About this task
When the word "before" appears in a line of the data below, list that line.

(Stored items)
------------------------------

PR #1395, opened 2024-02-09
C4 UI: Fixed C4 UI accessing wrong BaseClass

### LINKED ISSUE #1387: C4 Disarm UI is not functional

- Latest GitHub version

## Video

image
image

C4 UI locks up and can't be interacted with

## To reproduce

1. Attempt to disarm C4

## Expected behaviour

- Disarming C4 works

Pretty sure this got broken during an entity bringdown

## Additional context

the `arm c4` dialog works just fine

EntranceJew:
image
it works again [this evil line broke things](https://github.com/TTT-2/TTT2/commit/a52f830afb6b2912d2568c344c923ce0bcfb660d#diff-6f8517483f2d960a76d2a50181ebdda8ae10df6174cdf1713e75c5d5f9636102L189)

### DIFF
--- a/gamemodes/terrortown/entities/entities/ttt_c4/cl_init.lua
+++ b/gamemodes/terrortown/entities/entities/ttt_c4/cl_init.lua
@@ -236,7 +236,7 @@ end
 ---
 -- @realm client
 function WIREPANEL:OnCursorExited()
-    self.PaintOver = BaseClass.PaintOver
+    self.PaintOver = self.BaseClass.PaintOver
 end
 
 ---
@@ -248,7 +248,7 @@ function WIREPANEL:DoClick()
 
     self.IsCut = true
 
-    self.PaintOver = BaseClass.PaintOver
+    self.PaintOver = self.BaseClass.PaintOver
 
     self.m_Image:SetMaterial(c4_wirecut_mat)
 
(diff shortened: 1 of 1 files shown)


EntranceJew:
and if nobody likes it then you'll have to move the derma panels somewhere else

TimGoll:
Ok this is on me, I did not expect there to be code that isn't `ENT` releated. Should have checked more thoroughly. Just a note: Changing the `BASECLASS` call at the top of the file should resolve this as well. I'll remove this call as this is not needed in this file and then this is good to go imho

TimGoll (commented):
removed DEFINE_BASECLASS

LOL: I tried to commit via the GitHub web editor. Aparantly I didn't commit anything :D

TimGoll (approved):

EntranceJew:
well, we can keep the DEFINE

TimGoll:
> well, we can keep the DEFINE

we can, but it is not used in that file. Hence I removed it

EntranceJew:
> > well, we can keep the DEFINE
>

------------------------------

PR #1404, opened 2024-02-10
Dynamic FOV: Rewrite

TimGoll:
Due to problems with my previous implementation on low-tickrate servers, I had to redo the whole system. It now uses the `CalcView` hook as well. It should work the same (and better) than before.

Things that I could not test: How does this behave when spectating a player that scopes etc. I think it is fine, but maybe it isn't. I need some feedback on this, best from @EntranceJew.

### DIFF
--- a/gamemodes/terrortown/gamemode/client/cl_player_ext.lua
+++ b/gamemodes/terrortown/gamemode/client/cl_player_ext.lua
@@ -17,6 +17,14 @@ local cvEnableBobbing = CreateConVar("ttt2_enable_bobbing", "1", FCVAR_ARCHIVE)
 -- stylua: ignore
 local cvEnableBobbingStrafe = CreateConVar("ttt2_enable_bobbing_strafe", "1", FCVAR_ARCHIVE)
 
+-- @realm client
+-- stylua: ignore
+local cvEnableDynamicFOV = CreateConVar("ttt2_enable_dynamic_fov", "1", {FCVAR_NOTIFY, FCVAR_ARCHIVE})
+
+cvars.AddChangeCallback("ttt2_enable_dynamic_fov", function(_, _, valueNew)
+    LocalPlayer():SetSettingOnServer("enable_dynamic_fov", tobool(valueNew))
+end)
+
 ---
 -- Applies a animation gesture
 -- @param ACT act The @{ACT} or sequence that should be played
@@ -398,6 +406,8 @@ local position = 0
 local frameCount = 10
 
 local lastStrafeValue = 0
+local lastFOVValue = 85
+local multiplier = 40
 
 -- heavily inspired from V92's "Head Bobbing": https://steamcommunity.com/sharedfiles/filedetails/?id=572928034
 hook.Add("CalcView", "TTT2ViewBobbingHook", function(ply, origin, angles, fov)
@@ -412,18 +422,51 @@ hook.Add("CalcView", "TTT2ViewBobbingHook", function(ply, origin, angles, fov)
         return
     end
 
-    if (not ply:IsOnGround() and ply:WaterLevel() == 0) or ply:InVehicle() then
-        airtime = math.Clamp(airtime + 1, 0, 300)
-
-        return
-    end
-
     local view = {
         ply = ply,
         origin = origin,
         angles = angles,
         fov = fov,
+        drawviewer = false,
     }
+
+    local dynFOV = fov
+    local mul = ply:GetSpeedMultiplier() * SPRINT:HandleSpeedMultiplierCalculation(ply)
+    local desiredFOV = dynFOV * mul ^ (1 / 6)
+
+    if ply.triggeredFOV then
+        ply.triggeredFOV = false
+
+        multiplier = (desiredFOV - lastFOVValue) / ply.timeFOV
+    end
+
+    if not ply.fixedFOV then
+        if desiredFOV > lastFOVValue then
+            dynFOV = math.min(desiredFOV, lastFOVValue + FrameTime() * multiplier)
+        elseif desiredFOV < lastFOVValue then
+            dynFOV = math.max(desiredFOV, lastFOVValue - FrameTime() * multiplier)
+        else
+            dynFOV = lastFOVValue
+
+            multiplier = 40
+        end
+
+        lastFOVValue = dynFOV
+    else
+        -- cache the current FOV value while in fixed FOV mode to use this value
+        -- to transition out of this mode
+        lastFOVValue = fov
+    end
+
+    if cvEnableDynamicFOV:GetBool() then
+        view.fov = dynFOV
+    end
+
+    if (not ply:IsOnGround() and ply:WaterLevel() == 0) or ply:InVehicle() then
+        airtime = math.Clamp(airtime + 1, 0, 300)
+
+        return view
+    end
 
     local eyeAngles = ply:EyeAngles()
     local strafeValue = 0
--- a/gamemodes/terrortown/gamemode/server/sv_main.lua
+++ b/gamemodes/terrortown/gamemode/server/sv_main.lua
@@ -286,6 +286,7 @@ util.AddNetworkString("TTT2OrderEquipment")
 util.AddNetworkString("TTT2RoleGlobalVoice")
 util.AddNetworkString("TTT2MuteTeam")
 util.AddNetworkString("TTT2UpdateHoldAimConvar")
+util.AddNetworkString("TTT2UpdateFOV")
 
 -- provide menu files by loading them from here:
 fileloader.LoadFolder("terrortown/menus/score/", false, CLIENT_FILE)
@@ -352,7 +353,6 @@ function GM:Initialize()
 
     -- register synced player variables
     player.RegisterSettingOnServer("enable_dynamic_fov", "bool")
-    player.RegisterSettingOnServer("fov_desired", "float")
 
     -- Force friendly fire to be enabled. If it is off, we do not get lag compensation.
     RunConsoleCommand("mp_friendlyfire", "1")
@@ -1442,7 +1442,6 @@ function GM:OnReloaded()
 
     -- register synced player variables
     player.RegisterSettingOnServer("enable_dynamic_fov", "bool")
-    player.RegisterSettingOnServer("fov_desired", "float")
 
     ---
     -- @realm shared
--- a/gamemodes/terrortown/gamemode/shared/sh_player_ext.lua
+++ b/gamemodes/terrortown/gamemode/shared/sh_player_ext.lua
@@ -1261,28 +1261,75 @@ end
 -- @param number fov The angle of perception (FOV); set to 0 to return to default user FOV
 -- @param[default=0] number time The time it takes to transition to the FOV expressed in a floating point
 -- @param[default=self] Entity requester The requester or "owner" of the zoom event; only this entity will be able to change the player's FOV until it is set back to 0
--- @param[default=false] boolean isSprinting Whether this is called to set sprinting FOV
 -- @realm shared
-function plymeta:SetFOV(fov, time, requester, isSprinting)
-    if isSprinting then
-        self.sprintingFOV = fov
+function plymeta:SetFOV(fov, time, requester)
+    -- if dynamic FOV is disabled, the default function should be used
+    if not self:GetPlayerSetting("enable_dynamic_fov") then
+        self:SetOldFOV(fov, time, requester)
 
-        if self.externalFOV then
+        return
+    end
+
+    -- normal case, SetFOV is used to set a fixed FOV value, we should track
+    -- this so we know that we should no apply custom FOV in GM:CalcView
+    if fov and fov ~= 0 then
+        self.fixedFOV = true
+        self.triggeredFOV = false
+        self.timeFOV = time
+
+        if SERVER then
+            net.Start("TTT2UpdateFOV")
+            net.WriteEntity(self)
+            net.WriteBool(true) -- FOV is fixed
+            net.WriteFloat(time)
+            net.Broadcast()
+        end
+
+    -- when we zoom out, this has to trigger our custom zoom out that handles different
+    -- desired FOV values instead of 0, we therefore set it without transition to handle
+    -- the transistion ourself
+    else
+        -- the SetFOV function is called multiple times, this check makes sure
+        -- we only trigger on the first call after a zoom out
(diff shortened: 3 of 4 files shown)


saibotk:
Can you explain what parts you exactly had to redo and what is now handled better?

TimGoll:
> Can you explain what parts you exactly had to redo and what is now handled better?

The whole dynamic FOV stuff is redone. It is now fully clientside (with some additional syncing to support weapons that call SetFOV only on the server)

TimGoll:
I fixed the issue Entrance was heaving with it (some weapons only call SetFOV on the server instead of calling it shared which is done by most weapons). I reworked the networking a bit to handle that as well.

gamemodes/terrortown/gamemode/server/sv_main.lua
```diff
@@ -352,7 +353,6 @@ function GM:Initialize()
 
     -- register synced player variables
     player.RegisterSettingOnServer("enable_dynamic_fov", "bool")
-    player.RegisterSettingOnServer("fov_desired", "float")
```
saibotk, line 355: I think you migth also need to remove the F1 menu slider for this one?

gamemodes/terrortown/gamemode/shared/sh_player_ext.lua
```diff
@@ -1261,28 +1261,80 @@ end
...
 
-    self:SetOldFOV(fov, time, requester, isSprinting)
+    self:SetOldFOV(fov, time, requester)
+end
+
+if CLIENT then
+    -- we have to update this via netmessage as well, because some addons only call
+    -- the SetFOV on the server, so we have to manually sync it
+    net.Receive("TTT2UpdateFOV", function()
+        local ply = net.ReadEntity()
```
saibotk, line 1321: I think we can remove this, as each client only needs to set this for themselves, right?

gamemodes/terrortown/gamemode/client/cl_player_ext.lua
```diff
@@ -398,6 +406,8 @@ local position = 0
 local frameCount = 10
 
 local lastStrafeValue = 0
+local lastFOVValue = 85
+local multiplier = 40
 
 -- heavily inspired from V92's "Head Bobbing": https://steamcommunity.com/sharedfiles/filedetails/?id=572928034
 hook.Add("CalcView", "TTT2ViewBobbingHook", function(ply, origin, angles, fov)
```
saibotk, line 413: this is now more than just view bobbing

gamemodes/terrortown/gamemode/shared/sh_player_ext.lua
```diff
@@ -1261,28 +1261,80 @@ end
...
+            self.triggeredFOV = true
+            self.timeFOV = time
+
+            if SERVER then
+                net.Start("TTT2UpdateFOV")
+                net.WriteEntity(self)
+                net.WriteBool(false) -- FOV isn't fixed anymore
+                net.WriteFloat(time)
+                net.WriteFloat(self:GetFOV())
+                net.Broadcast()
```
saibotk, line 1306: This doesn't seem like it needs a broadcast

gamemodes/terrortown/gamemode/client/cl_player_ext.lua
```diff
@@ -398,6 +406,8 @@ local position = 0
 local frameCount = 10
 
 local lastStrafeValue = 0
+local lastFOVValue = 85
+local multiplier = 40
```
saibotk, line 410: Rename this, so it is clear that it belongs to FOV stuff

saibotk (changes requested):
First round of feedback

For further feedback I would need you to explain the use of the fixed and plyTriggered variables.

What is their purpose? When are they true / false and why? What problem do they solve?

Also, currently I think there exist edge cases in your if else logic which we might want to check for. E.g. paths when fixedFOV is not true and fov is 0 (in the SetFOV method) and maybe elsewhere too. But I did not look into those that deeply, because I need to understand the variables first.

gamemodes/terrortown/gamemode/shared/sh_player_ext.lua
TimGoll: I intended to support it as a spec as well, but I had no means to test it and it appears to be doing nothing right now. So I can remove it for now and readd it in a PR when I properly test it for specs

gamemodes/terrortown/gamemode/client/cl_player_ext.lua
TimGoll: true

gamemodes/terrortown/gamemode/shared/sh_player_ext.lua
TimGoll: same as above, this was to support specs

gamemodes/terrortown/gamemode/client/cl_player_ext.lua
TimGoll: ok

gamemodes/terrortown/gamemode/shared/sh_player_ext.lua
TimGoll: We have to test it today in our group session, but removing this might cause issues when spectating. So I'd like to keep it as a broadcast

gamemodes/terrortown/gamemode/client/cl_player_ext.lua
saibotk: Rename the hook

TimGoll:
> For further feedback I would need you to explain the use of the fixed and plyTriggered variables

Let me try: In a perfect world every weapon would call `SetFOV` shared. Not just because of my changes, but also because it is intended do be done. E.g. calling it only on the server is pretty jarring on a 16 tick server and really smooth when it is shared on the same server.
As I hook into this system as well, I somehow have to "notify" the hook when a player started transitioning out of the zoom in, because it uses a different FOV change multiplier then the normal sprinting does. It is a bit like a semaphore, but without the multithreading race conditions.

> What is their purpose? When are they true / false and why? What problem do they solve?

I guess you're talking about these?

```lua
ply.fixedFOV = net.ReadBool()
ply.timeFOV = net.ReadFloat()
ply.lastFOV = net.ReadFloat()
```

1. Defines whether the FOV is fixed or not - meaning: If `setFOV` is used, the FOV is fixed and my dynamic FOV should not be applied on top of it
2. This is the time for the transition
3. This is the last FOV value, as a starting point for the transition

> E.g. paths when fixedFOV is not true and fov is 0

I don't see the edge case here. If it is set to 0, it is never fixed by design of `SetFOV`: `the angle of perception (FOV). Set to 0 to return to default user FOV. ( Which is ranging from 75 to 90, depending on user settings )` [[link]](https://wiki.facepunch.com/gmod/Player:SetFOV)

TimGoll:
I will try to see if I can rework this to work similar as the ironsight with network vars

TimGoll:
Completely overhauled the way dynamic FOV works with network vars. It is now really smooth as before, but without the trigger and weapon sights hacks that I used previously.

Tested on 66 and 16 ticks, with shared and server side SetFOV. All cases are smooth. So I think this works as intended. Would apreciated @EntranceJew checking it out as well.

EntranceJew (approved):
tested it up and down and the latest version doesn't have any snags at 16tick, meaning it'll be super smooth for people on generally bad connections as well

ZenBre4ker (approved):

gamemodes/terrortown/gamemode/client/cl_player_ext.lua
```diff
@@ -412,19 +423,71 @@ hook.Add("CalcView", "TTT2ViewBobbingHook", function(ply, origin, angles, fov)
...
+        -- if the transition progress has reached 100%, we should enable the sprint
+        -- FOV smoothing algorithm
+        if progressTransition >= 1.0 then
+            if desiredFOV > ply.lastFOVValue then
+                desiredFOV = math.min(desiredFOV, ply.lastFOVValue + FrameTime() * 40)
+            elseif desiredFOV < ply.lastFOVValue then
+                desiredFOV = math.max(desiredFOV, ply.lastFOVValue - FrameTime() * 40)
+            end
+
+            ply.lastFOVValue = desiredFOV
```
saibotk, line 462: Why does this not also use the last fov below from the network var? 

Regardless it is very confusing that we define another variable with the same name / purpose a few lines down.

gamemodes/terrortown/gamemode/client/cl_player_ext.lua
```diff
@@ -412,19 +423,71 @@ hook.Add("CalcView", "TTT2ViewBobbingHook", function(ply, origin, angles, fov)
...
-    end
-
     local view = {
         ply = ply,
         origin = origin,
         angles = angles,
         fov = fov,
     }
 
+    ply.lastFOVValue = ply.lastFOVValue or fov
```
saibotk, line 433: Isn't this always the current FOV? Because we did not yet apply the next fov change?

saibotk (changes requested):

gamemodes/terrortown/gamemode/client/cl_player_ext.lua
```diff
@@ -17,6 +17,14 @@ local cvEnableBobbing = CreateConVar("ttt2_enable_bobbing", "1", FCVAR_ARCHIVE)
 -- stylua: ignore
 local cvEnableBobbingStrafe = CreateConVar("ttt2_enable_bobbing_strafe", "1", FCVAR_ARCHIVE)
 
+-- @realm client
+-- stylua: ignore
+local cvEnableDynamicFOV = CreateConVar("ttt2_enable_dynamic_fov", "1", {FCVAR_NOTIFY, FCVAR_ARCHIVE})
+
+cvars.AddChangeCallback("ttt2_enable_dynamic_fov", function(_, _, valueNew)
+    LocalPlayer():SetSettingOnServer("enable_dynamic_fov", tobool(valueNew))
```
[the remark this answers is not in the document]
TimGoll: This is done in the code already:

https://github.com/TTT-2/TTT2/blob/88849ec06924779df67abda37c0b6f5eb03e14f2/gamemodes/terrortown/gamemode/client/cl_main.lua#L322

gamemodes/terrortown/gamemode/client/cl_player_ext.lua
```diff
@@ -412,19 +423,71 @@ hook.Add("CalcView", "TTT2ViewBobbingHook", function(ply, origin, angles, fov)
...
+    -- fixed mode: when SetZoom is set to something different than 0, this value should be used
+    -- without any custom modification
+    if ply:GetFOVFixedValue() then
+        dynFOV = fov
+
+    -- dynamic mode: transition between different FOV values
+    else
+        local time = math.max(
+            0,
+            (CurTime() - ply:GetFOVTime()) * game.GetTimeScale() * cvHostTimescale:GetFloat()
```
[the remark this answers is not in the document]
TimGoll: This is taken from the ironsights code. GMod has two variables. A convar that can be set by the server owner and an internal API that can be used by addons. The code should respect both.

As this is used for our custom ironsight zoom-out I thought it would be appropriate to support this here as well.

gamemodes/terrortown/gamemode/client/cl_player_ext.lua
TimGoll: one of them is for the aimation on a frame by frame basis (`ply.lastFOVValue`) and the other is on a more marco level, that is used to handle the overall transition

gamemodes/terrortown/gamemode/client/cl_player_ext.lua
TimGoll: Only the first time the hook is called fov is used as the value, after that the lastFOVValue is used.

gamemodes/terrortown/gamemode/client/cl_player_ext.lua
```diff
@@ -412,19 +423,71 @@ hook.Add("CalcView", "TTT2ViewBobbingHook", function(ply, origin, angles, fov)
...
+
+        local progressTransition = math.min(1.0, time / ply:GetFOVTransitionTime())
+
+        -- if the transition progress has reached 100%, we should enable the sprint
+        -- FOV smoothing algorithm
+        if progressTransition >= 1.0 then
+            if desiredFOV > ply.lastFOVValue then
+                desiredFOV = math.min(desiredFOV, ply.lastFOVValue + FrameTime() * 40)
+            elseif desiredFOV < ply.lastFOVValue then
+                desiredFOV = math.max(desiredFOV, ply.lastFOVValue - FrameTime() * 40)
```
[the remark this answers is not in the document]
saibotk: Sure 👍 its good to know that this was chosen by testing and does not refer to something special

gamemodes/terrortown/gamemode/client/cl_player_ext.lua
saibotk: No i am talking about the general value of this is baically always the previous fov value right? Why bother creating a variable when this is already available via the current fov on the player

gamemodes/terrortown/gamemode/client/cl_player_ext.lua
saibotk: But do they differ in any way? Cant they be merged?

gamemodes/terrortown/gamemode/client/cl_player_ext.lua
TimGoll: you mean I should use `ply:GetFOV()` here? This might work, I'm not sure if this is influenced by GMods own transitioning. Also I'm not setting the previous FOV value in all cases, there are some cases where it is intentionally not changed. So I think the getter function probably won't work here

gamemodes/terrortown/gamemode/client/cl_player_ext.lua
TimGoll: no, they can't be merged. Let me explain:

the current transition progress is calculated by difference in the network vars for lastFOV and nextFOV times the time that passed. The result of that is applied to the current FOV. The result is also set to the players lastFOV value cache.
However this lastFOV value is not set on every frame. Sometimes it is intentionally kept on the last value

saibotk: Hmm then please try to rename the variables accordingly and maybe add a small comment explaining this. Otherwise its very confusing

------------------------------

Solved exercise
Due to problems with my previous implementation on low-tickrate servers, I had to redo the whole system. It now uses the `CalcView` hook as well. It should work the same (and better) than before.
Completely overhauled the way dynamic FOV works with network vars. It is now really smooth as before, but without the trigger and weapon sights hacks that I used previously.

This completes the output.